(SOURCE RECORDS begins)

PR #481, opened 2016-11-09
ARUHA-406: Kafka requests isolation concept

adyach:
https://github.com/zalando/nakadi/wiki/Kafka-requests-isolation-concept


src/main/resources/application.yml
```diff
@@ -22,6 +22,12 @@ spring:
     maxActive: 20
     testOnBorrow: true
     validationQuery: SELECT 1
+
+hystrix.command.default.execution.isolation.strategy: SEMAPHORE
+hystrix.command.default.execution.isolation.thread.timeoutInMilliseconds: 15000
+hystrix.command.default.circuitBreaker.requestVolumeThreshold: 20
+hystrix.command.default.circuitBreaker.sleepWindowInMilliseconds: 5000
```
v-stepanov: What these params mean exactly? That if 20 errors happen withing 5 sec - then it will break the circuit for 15 sec?

v-stepanov:
@adyach @v1ctor @antban @rcillo 
Sorry for bringing this discussion back again, but I think we need to reconsider if this will bring more value than problems. When we were discussing this, as an example we had a "slow broker" problem and this implementation will help to handle this problem pretty well.

But I would like to bring to discussion another problem which happens much more often in our case. When rebalance happens we have quite often the kafka errors for the topic that changes a leader. The amount of such errors during single leader switch is enough to trigger circuit breaker (if the event publishing rate was high enough for that topic) - and that will block the whole broker for some seconds, so the single leader switch of one topic can make it impossible to publish to 100 other topics for many seconds. And when we add a new node to the cluster we have a lot of leader changes.  

I don't know, maybe it is possible to avoid this problem with more precise parameters selection for Hystrix. But I think we should discuss that again.
Or do I miss something maybe?

adyach:
@v-stepanov 
I would like to clarify how I process this and how Hystrix works in that way:
In simple words Hystrix counts number of failures by thrown exceptions from HystrixCommand.run().
According to concept I process only these exceptions:
https://github.com/zalando/nakadi/wiki/Kafka-requests-isolation-concept#short-circuit-criteria
In the ProducerSendCommand there is a method hasKafkaConnectionException which checks for the exceptions and throws exception from Hystrix command only in case we have connection issues.

Do you think it is not enough and we should implement other cases?

v-stepanov:
@adyach ahh, ok I see now. So for Hystrix it will be an error only in a case of timeout or network problem. So in a case of error during leader switch for Hystrix it will be 'ok'.
Ok, so problem I described will not happen. Good.

src/main/resources/application.yml
adyach: @v-stepanov this property is overwritten during command init to Nakadi send + Kafka send timeout.

src/main/java/org/zalando/nakadi/repository/kafka/ProducerSendCommand.java
```diff
@@ -0,0 +1,123 @@
...
+    private final KafkaFactory kafkaFactory;
+    private final String topicId;
+    private final BatchItem batchItem;
+    private final long timeout;
+
+    protected ProducerSendCommand(final KafkaFactory kafkaFactory,
+                                  final String topicId,
+                                  final BatchItem batchItem,
+                                  final long timeout) {
+        super(HystrixCommandGroupKey.Factory.asKey(GROUP_PREFIX + batchItem.getBrokerId()), (int) timeout);
```
v-stepanov: so the timeout for Hystrix command is exactly the same as for CompletableFuture. Which one of them you expect to trigger earlier?

src/main/java/org/zalando/nakadi/repository/kafka/KafkaTopicRepository.java
```diff
@@ -164,103 +156,44 @@ public boolean partitionExists(final String topic, final String partition) throw
...
-        }
-        return Stream.of(NotLeaderForPartitionException.class, UnknownTopicOrPartitionException.class).
-                filter(clazz -> clazz.isAssignableFrom(exception.getClass()))
-                .findAny().isPresent();
-    }
-
     @Override
-    public void syncPostBatch(final String topicId, final List<BatchItem> batch) throws EventPublishingException {
-        batch.forEach(item -> Preconditions.checkNotNull(
+    public void syncPostBatch(final String topicId, final List<BatchItem> batches) throws RuntimeException {
```
antban: It is not batches, it is batch items.

src/main/resources/application.yml
adyach: I thought it will be useful to have it because we can create other commands and their timeout is taken from that property it will be more clear. maybe I should remove it for now

v-stepanov: Ah ok, so you keep it as a global setting for general hystrix command. 
For me it's fine if you keep it.

src/main/java/org/zalando/nakadi/repository/kafka/ProducerSendCommand.java
adyach: There is not much difference who is gonna be triggered first because in anyway command is timed out. I thought about adding some kind of `timeout + delta` but it adds additional complexity to the code and not so much value.

src/main/java/org/zalando/nakadi/repository/kafka/ProducerSendCommand.java
```diff
@@ -0,0 +1,123 @@
...
+                if (exception != null) {
+                    if (isExceptionShouldLeadToReset(exception)) {
+                        LOG.warn("Terminating producer while publishing to topic {}", topicId, exception);
+                        kafkaFactory.terminateProducer(producer);
+                    }
+
+                    if (hasKafkaConnectionException(exception)) {
+                        LOG.error("Kafka timeout: {} on broker {}", topicId, batchItem.getBrokerId(), exception);
+                        batchItem.updateStatusAndDetail(EventPublishingStatus.FAILED, "timed out");
+                        throw new Exception("Kafka timeout exception");
```
v-stepanov: Why you throw plain Exception ?

src/main/java/org/zalando/nakadi/repository/kafka/KafkaTopicRepository.java
```diff
@@ -164,103 +156,44 @@ public boolean partitionExists(final String topic, final String partition) throw
...
-                .anyMatch(item -> item.getResponse().getPublishingStatus() == EventPublishingStatus.FAILED);
-        if (atLeastOneFailed) {
-            failUnpublished(batch, "internal error");
-            throw new EventPublishingException("Error publishing message to kafka");
-        }
+
+        batches.stream().forEach(batch -> batch.setBrokerId(partitionInfos.stream()
+                .filter(pi -> pi.partition() == Integer.valueOf(batch.getPartition()))
+                .map(pi -> pi.leader().id())
+                .findFirst().get()));
```
antban: Sorry, I'am against these lines. PartitionInfos is an array with indexes. Index is a partition number
```
batches.forEach(item -> item.setBrokerId(partitionInfos[batch.getPartition()].leader().id())
```

src/main/java/org/zalando/nakadi/domain/BatchItem.java
```diff
@@ -1,13 +1,15 @@
...
 import org.json.JSONObject;
 
+import javax.annotation.Nullable;
+import java.util.Optional;
+
 public class BatchItem {
     private final BatchItemResponse response;
     private final JSONObject event;
     private String partition;
+    private int brokerId;
```
antban: Batch item is a view object, and with creation of brokerId in this object we are linking to kafka implementation.

src/main/java/org/zalando/nakadi/repository/kafka/ProducerSendCommand.java
```diff
@@ -0,0 +1,123 @@
...
+            batchItem.updateStatusAndDetail(EventPublishingStatus.FAILED, "internal error");
+            LOG.error("Error publishing message to kafka", ex);
+        } catch (final InterruptedException ex) {
+            Thread.currentThread().interrupt();
+            batchItem.updateStatusAndDetail(EventPublishingStatus.FAILED, "interrupted");
+            LOG.error("Error publishing message to kafka", ex);
+        } catch (final java.util.concurrent.TimeoutException ex) {
+            batchItem.updateStatusAndDetail(EventPublishingStatus.FAILED, "timed out");
+            LOG.error("Kafka timeout: {} on broker {}", topicId, batchItem.getBrokerId(), ex);
+            throw new Exception("Kafka timeout exception");
```
antban: Why thread is not interrupted?

src/main/java/org/zalando/nakadi/repository/kafka/ProducerSendCommand.java
```diff
@@ -0,0 +1,123 @@
...
+                    topicId,
+                    KafkaCursor.toKafkaPartition(batchItem.getPartition()),
+                    batchItem.getPartition(),
+                    batchItem.getEvent().toString());
+
+            final Producer<String, String> producer = kafkaFactory.takeProducer();
+            try {
+                final NakadiCallback callback = new NakadiCallback();
+                producer.send(kafkaRecord, callback);
+                final Exception exception = callback.result.get(timeout, TimeUnit.MILLISECONDS);
```
antban: That means that commands executed one by one, or histryx will create several threads to process commands?
In case of second approach - how many threads? There are batches of 600 events...

src/main/java/org/zalando/nakadi/repository/kafka/KafkaTopicRepository.java
```diff
@@ -164,103 +156,44 @@ public boolean partitionExists(final String topic, final String partition) throw
...
             kafkaFactory.releaseProducer(producer);
         }
-        final boolean atLeastOneFailed = batch.stream()
-                .anyMatch(item -> item.getResponse().getPublishingStatus() == EventPublishingStatus.FAILED);
-        if (atLeastOneFailed) {
-            failUnpublished(batch, "internal error");
-            throw new EventPublishingException("Error publishing message to kafka");
-        }
+
+        batches.stream().forEach(batch -> batch.setBrokerId(partitionInfos.stream()
```
rcillo: It would be more accurate to replace  `batch` by `batchItem` or just `item`.

rcillo: Instead of going through the list of `partitionInfos` for every `batchItem`, I would suggest to build a Map of partition -> brokerId only once. This code is executed a lot and I think it would be more performant to access a Map instead of loop through for every batch item.

rcillo: Well, if @antban comment bellow is true, then it's even better. This array can be used as "Map" where index is the partition and value is the broker.

adyach:
@antban @rcillo @v-stepanov addressed your comments. working on tests.

src/main/java/org/zalando/nakadi/domain/BatchItem.java
```diff
@@ -31,6 +34,22 @@ public String getPartition() {
...
+
+    public String getBrokerId() {
+        return brokerId;
+    }
+
+    public String getTopic() {
+        return topic;
+    }
+
+    public void setTopic(String topic) {
```
v-stepanov: classic comment about "final" :)

antban:
+1

antban:
:+1:

src/main/java/org/zalando/nakadi/repository/kafka/KafkaTopicRepository.java
```diff
@@ -164,103 +157,83 @@ public boolean partitionExists(final String topic, final String partition) throw
...
+                Preconditions.checkNotNull(
+                        item.getPartition(), "BatchItem partition can't be null at the moment of publishing!");
+                item.setBrokerId(partitionToBroker.get(item.getPartition()));
+                item.setTopic(topicId);
+            });
+
+            // send message to Kafka in asynch mode, it will fail sending in circuit is opened
+            final List<ProducerSendCommand.NakadiCallback> callbacks = batchItems.stream()
+                    .peek(item -> item.setStep(EventPublishingStep.PUBLISHING))
+                    .map(item -> new ProducerSendCommand(producer, item).execute())
```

(SOURCE RECORDS ends)

WORK ORDER: Report how many lines of the entries hold the string "during". Provide the number alone.

RESPONSE FOR THIS EXERCISE: 3